Future bright for genetic progress in beef industry
LOVELAND, Colo. — As beef industry leaders got a glimpse of the future of genetic improvement in cattle, what they saw was more opportunity on the horizon.
Several speakers outlined emerging technology that will speed beef improvement during the Neogen International Genomics Symposium at the 2018 Beef Improvement Federation annual conference.
Mitch Abrahamsen, executive vice president of Recombinetics, outlined the company’s approach to gene editing in agricultural and human medicine applications.
“For livestock, our initial focus is on animal welfare and health,” Abrahamsen said. His company uses gene editing to express traits that naturally occur in a species, which in effect more efficiently delivers breed improvements. Traditional breeding efforts to reach the same goals may take years, or decades, and through inbreeding may reduce genetic diversity.
The firm is focusing on costly, endemic health and welfare issues. For example, some breeds of cattle do not grow horns (polled), while other breeds do. “Traditional breeding for the polled trait is inefficient and comes at a high productivity cost. Precision breeding with gene editing can do this faster, all while retaining genetic diversity,” he said.
His firm recently announced it was working with Semex to introduce hornless genes into commercial dairy cattle. The work will reduce injury between animals caused by horns and eliminate dehorning.
“The precision breeding technique makes small adjustments to an animal’s genome. In this case, we make use of the natural repair function to replace the horned gene with a naturally occurring polled gene. This provides a direct and lifelong impact on animals’ well-being and health,” Abrahamsen said.
Gene editing processes like TALEN and CRISPR-Cas 9 promise to quickly and precisely make these kinds of improvements. The technique also is bringing an end to surgical castrations of male piglets. Recombinetics and its commercial partners DNA Swine Genetics and Hendrix Genetics are working to bring the castration-free trait to market as a new tool in the pork industry, he said.

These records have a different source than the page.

PR #499, opened 2020-10-08
Don't add /test/components/previews preview path unless the directory exists

AMHOL:
This prevents a non-existent directory from being added to `ActiveSupport::Dependencies.autoload_paths` when show_previews is enabled, which causes the following seemingly unrelated issue:

```
** ERROR: directory is already being watched! **

Directory: [omitted]

is already being watched through: [omitted]

MORE INFO: https://github.com/guard/listen/wiki/Duplicate-directory-errors
[...]
```

### DIFF
--- a/CHANGELOG.md
+++ b/CHANGELOG.md
@@ -2,6 +2,10 @@
 
 ## master
 
+* Don't add `/test/components/previews` to preview_paths if directory doesn't exist.
+
+    *Andy Holland*
+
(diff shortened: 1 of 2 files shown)


AMHOL:
Tests pass locally for me under `2.6.6`

joelhawksley (approved):

joelhawksley:
Thanks @AMHOL! ❤️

The technology also holds promise to reduce porcine respiratory and reproduction syndrome, a virus whose last outbreak cost over $650 million, and other threats to animal health. Enhanced swine genetics would enable pigs to stay healthy and prosper when exposed to a virus and pass that trait on to future litters. Similar effects that improve disease immunity in cattle would reduce losses as well as cut costs of treatment with antibiotics or other products.
Gene editing will be useful in agricultural applications to help sustainably feed a hungry, growing world while bringing new benefits to human medical research on challenging health problems like cancer or inherited diseases, Abrahamsen said.

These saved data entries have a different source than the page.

PR #501, opened 2020-10-11
Extract template compiler from base

BlakeWilliams:
### Summary

This extracts the template compiling logic from the base class to help reduce
`ViewComponent::Base`s public API. This should hopefully make it easier to
modify the template compilation logic by separating it from the base class
logic.

### Other Information

There may be a breaking change or two hidden in this PR, such as
`ViewComponent::Base` no longer having `variants` defined on it. I don't think
that many components would have relied on that method being callable, but worth
discussing if it should be supported.

### DIFF
--- a/lib/view_component/compiler.rb
+++ b/lib/view_component/compiler.rb
@@ -1,0 +1,177 @@
+# frozen_string_literal: true
+
+module ViewComponent
+  class Compiler
+    def initialize(component_class)
+      @component_class = component_class
+    end
+
+    def compile(raise_errors: false)
+      if template_errors.present?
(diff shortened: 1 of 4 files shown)


lib/view_component/compiler.rb
```diff
@@ -0,0 +1,214 @@
...
+      define_render_template_for
+
+      CompileCache.register(component_class)
+    end
+
+    private
+
+    attr_reader :component_class
+
+    def define_render_template_for
```
BlakeWilliams, line 74: I think this might be the only introduction of new code here, but this gives us a small performance boost by letting us avoid having to call `send` to render the correct template in the component.

joelhawksley (approved):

Matt Barten, founder and CEO of Embruon, addressed how genotyping of cattle embryos will speed seedstock herd improvement. His company uses DNA screening of cattle embryos from donor cows to help producers plan selection and breeding decisions before embryos are transferred to recipient cows. Barten said the technology is derived from human reproductive medicine and added that his company had recently opened an in vitro fertilization clinic to go with its genetic screening of embryos.

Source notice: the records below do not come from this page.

PR #506, opened 2020-10-15
Update to work with latest Rails master

joelhawksley:
This PR updates our Rails `master` dependency, removing an accommodation we had for template annotations that is no longer necessary 🎊


BlakeWilliams (approved):
:shipit: !

PR #515, opened 2020-10-28
Allow compiler buffer instance to be customized

jaredcwhite:
I've been working on implementing support for ViewComponent outside of a full-blown Rails app, as well adding a template language similar to ERB but slightly different (a larger story for another time), and I ran into just a couple of slight issues related to each. This PR contains the following fixes:

* I wanted to be able to control the output buffer object and not have it hardcoded to `ActionView::OutputBuffer`. Now there's a component class method which will return a buffer instance.

* Because my template language ends in `.serb`, the matching views array ended up with duplicate file paths because `erb` matches `serb` and `serb` itself also matches `serb`. By calling `uniq` on the array when its returned, we ensure there's no possibility of duplicate file paths.

I don't think there needs to be a new test for the first change as if any existing tests pass at all, we know it works. :) I'd be happy to write a test for the second change but I'm not sure the best way to go about that.

Overall though, I'm quite impressed that ViewComponent is working well thus far only pulling in ActionView and not all of Rails. There might be a certain feature here or there I haven't tried out yet that is "broken", but if I do run into anything that seems like it could be mitigated fairly easily, I'll file another PR.

### DIFF
--- a/lib/view_component/compiler.rb
+++ b/lib/view_component/compiler.rb
@@ -56,7 +56,7 @@ module ViewComponent
 
         component_class.class_eval <<-RUBY, template[:path], -1
           def #{method_name}
-            @output_buffer = ActionView::OutputBuffer.new
+            @output_buffer = self.class.template_buffer_instance
             #{compiled_template(template[:path])}
           end
         RUBY
@@ -160,7 +160,7 @@ module ViewComponent
 
       sidecar_directory_files = Dir["#{directory}/#{component_name}/#{filename}.*{#{extensions}}"]
 
-      (sidecar_files - [source_location] + sidecar_directory_files)
+      (sidecar_files - [source_location] + sidecar_directory_files).uniq
     end
 
     def inline_calls
--- a/lib/view_component/base.rb
+++ b/lib/view_component/base.rb
@@ -224,6 +224,11 @@ module ViewComponent
         @_template_compiler ||= Compiler.new(self)
       end
 
+      # Returns a new instance of the string buffer used by the template compiler
+      def template_buffer_instance
+        ActionView::OutputBuffer.new
+      end
+
       # we'll eventually want to update this to support other types
       def type
         "text/html"


jaredcwhite:
Haha, I just realized #492 addresses one of the same problems as this, so let me know if I should remove the `uniq` here and let the other PR handle that.

lib/view_component/compiler.rb
```diff
@@ -56,7 +56,7 @@ def compile(raise_errors: false)
 
         component_class.class_eval <<-RUBY, template[:path], -1
           def #{method_name}
-            @output_buffer = ActionView::OutputBuffer.new
+            @output_buffer = self.class.template_buffer_instance
```
BlakeWilliams, line 59: Thoughts on removing this line, and initializing `@output_buffer` in the `ViewComponent::Base#render_in?` I think that may help your use-case by de-coupling the compiled method from `ActionView::OutputBuffer.new`

jaredcwhite: @BlakeWilliams I think that could work, but do we want the base class to be concerned with setting up template/rendering minutia, vs the template compiler?

jaredcwhite:
I'd like to see this move forward. Is there anything I can do to help in the review process?

joelhawksley:
@jaredcwhite sorry for the delay! @BlakeWilliams and I will have a look at this PR during our Monday pairing session ❤️

lib/view_component/compiler.rb
BlakeWilliams: Sorry for the delay on this. My current thinking is that `render_in` is a Rails specific API. Given that, it could make sense that `render_in` should be responsible for setting up the correct `@output_buffer` instance, if it's supposed to be configurable.

BlakeWilliams: I was curious how HAML handles this, and it looks like it brings its own output buffer instead of using `@output_buffer`. 

Here's the generated template code expanded a bit:

```ruby
  begin
    extend Haml::Helpers
    _hamlout = @haml_buffer = Haml::Buffer.new(haml_buffer, {})
    _erbout = _hamlout.buffer
    @output_buffer = output_buffer ||= ActionView::OutputBuffer.new if defined?(ActionView::OutputBuffer)
    _hamlout.buffer << ("<div>\n".freeze)

    _hamlout.buffer << ((
      ::Haml::Helpers.html_escape((( content
                                   )).to_s)
    ).to_s)

    _hamlout.buffer << ("\n".freeze)

    _hamlout.buffer << ((::Haml::Helpers.html_escape((( @message
                                                      )).to_s)
                        ).to_s)

    _hamlout.buffer << ("\n</div>\n".freeze)
    ::Haml::Util.html_safe(_erbout)
  ensure
    @haml_buffer = @haml_buffer.upper if @haml_buffer
  end
```

I did some quick verifying, and this works because we rely on the return value of the template, and not `@output_buffer`, which is empty at render time for HAML templates. Maybe that eliminates the need for using `@output_buffer` at all, at least for view components?

jaredcwhite: @BlakeWilliams Sorry, I missed seeing a notification of this thread. I'd be cool with relocating the buffer instantiation to `render_in`. Is that something you'd like me to address in this PR? (BTW I didn't quite follow the point about how HAML's working.)

jaredcwhite:
@joelhawksley @BlakeWilliams Replied inline above.

lib/view_component/compiler.rb
jaredcwhite: Yeah let me revisit this…it's possible I may have already refactored out the need to change it.￼

joelhawksley:
@jaredcwhite do you want to continue this PR? If not, mind closing it? 🙉

joelhawksley:
Closing as stale. Please reopen if you'd like to continue your work here @jaredcwhite ❤️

Economic analysis Barten presented, compiled by a Kansas State University specialist, showed that a moderate-sized cattle breeding operation could easily cut tens of thousands of dollars from expenses by pre-screening embryos. The savings come mainly from using a smaller herd of recipient cows to achieve a producers’ production goals. Embruon helps assess genetic merit before cattle are born.
Barten said that the ROI analysis addresses cost savings but did not get into the higher prices earned by selling groups of offspring with higher genetic merit.
“It stands to reason that when you are making decisions about which embryos to implant, you will choose to invest in developing those of higher genetic merit,” he said. “Those bulls or females will be worth more at sale and thus can improve profit potential.”
JR Tait, director of genetic product development at Neogen, outlined how the company’s commercial beef DNA profiles help producers speed herd improvement. He described how Igenity gene markers work in crossbred and straightbred cattle with Angus, Red Angus, Simmental, Hereford, Limousin and Gelbvieh backgrounds. The product is uniquely designed to work in mixed-breed cattle.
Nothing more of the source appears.